Fats have approximately 9 calories per gram, whereas proteins have approximately 4 calories per gram. Thus, by replacing fats in foods with proteins, a significant caloric saving is obtained. Diets high in fats are believed to lead to a variety of health disorders, including coronary artery disease and obesity. An added benefit obtained from replacing fats with proteins or other substances is an increased nutritional benefit, as well as reduction in the caloric content. However, for a fat substitute to be acceptable, it must be devoid of odors, flavors and colors which would render it unacceptable as a food additive or ingredient. In addition, there must be a tendency of the fat substitute to mimic the organoleptic qualities of a fat.

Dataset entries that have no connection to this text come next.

PR #106, opened 2023-03-27
US150506 - Increase semantic-release version

svanherk:
Moving from version `17` to `19` means that everything below `Node 14.17` and `Node 15` are now unsupported. We can't move to version `20` or `21` yet because they drop support for everything under `Node 18`, which would break a large number of our repos.

### DIFF
--- a/semantic-release/README.md
+++ b/semantic-release/README.md
@@ -51,6 +51,7 @@ Outputs:
 * `VERSION`: will contain the new version number if a release occurred, empty otherwise
 
 Notes:
+* This action currently requires `Node` version `16` or higher (or version `^14.17`).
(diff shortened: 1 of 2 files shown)


semantic-release/README.md
```diff
@@ -51,6 +51,7 @@ Outputs:
 * `VERSION`: will contain the new version number if a release occurred, empty otherwise
 
 Notes:
+* This action currently requires `Node` version `16` or higher (or version `^14.17`).
```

Organoleptic qualities are such traits as bland taste, creamy texture and mouth-feel, which are associated with the eating of a fat. The most important organoleptic attribute is mouth-feel. Mouth-feel consists of the collection of sensory impressions (e.g., smoothness, creaminess, grittiness, lubricity) which a substance creates in the mouth of an individual tasting the substance. Natural fats form a layer or coating on the tongue. This coating property, as well as the creamy, smooth texture of natural fats, must be reproduced by the fat substitute. Many fat substitutes provide the desired organoleptic properties only in particular food formulations.
Thus, a need remains in the food chemical and technology art for a fat substitute with a lower caloric count, high nutritional qualities, and fat-like organoleptic qualities, without undesirable odors, flavors and colors and which is versatile in regards to cooking conditions.